**Work to complete**
Show only those lines of the entries where the string "shortened" is found.

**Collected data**

____________________

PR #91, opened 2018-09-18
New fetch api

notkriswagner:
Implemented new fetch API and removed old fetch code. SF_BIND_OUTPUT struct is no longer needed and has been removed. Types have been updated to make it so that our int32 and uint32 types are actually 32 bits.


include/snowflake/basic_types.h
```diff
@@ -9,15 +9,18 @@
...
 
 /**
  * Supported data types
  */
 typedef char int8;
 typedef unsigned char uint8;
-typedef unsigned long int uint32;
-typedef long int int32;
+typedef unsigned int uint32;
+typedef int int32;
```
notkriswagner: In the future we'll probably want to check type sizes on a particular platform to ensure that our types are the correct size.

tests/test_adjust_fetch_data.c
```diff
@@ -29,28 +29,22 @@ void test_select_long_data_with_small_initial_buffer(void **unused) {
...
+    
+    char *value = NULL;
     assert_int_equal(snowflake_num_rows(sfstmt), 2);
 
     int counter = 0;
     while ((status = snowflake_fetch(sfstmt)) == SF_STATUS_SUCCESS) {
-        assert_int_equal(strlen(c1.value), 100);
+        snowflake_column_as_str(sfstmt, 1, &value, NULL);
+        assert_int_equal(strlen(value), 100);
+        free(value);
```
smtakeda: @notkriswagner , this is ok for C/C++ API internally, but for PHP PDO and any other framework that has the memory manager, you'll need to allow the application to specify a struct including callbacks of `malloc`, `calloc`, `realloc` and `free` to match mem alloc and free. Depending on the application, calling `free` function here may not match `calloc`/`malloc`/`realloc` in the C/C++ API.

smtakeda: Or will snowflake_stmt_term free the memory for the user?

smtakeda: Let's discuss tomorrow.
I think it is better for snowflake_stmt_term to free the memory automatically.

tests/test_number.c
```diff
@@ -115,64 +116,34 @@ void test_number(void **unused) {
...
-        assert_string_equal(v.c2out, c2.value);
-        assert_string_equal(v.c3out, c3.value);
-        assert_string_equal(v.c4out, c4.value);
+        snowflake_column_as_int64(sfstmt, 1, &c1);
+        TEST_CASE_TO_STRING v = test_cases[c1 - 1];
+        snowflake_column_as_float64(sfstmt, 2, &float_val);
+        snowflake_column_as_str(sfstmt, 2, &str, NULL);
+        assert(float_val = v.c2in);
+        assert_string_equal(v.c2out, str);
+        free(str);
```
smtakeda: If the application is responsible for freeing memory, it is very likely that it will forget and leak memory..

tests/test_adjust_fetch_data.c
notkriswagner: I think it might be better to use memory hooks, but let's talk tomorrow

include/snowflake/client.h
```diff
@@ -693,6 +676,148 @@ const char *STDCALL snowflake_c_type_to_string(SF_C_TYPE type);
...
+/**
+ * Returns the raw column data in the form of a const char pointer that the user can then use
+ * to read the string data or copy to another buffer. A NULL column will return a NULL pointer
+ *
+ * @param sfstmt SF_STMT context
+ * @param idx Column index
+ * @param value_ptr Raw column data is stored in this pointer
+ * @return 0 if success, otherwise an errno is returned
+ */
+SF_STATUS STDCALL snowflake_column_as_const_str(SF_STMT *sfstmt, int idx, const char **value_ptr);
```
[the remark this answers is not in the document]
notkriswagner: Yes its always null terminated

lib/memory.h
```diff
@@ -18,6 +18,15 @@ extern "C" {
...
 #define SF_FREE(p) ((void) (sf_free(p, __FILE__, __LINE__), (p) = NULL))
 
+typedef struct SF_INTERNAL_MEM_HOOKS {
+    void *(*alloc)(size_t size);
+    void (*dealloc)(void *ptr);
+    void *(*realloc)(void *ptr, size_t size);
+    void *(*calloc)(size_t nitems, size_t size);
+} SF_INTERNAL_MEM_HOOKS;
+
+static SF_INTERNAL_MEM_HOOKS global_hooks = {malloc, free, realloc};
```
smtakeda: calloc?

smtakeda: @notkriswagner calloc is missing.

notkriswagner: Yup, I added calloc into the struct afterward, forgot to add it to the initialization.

____________________

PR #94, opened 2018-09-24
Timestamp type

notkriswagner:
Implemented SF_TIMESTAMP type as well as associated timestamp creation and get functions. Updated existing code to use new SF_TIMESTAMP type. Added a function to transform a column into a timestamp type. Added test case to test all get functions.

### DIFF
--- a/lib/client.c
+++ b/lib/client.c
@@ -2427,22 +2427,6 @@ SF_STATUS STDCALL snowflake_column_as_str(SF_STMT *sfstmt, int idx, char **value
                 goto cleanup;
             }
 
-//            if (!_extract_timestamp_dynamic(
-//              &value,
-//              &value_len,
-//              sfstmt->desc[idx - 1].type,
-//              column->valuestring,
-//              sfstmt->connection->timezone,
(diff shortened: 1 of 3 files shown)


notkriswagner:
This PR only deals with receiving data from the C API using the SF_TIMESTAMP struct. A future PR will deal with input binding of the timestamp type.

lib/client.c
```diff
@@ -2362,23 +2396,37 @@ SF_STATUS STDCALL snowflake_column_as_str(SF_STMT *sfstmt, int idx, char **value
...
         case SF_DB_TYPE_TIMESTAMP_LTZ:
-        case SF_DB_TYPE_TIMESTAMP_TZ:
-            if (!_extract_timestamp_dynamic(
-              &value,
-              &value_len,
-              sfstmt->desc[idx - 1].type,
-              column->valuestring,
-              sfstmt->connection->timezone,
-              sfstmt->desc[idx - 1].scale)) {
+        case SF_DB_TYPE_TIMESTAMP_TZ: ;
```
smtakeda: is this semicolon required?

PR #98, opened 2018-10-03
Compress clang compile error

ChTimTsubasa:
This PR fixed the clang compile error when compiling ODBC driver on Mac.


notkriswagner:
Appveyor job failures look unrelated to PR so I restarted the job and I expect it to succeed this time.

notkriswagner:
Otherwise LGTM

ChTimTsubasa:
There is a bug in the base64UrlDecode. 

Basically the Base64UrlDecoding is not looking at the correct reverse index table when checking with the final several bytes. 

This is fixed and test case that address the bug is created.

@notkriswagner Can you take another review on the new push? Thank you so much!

____________________

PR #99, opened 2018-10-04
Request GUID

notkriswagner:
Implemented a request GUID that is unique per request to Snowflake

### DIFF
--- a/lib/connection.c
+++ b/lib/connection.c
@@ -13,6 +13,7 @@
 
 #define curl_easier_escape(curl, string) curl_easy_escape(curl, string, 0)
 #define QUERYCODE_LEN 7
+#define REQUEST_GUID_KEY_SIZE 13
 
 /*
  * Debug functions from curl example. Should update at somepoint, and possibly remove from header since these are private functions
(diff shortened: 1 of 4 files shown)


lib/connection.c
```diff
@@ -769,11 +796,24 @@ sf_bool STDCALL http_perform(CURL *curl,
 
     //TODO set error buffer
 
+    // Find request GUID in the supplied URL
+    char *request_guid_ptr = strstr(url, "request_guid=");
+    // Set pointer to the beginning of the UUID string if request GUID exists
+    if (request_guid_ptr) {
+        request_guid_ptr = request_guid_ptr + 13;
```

____________________

**Response for this exercise**
(diff shortened: 1 of 3 files shown)
(diff shortened: 1 of 4 files shown)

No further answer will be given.